The substandard 1,522-square-foot lot at the corner of Folsom and Chapman has just sold for $299,000, having been marketed as “high above the fray and close to Bernal Heights Park, Cortland and all that makes Bernal so wonderful,” but without any warranties that the parcel could actually be developed when listed back in 2014.

But if one did build up, there are potential views.

Plans for an efficient 1,252-square-foot, three-bedroom home to rise up to three stories upon the 3579 Folsom Street site have been drafted and approved.

And building permits for the modern little pad, which is to be known as 495 Chapman, were just secured.

Comments from Plugged-In Readers

  1. Posted by formerly%whatever

    Congrats to the developer and seller. I believe this required a conditional use because of substandard lot. Someone had tried in the past but I think ZA at the time (Badiner) did not support this plus neighbor (or neighbors) were also against. Maybe opposing neighbors moved.

  2. Posted by scott f

    Nice use of a small space. I see three bedrooms in the plans, not two.

    [Editor’s Note: Friday wasn’t one of our better days.
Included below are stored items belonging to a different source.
PR #9, opened 2023-01-15
Fixed github action

ilyasoifer:
base conda environment started to collide with environment.yml that was installed as an update
i changed the workflow so that we install environment.yml in genomics.py3 environment


noam-ultima (approved):
@ilyasoifer Not sure I really understand your change, but I see this is working as github action so approved.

But since corrected, based on the floor plans we provided, above.]

  3. Posted by Ohlone Californio

    That is what the seller needed to do all along. Good job, whoever convinced him.

  4. Posted by Mark

    It’s amazing what you can do on a small lot when you incorporate height.

    One of the major mistakes made in the 30s/40s in the Sunset/Outer Richmond was the construction of 2BD homes on top of garage parking. They all should have been 3 floors.

    • Posted by jenofla

      You mean SFH 3 floors, or 3 floors and duplex, as some buildings are? The homes were built to be affordable, and 3 floors were probably beyond the reach of the target populace. And the target populace probably wanted SFH, not a duplex. Two floors probably already seemed dense enough, given that there were swathes of undeveloped land in the 30’s and 40’s, and the Peninsula/South Bay was still orchards. I don’t fault developers for not taking into account density needs for oh, what 70, 80 years later? Also, three floors over soft story with 1930’s seismic standards (e.g. none)? Could be a big retrofitting issue now.

  5. Posted by Philip

    Why on earth didn’t the guy next door buy it? Adding that lot would give him the potential for expansion.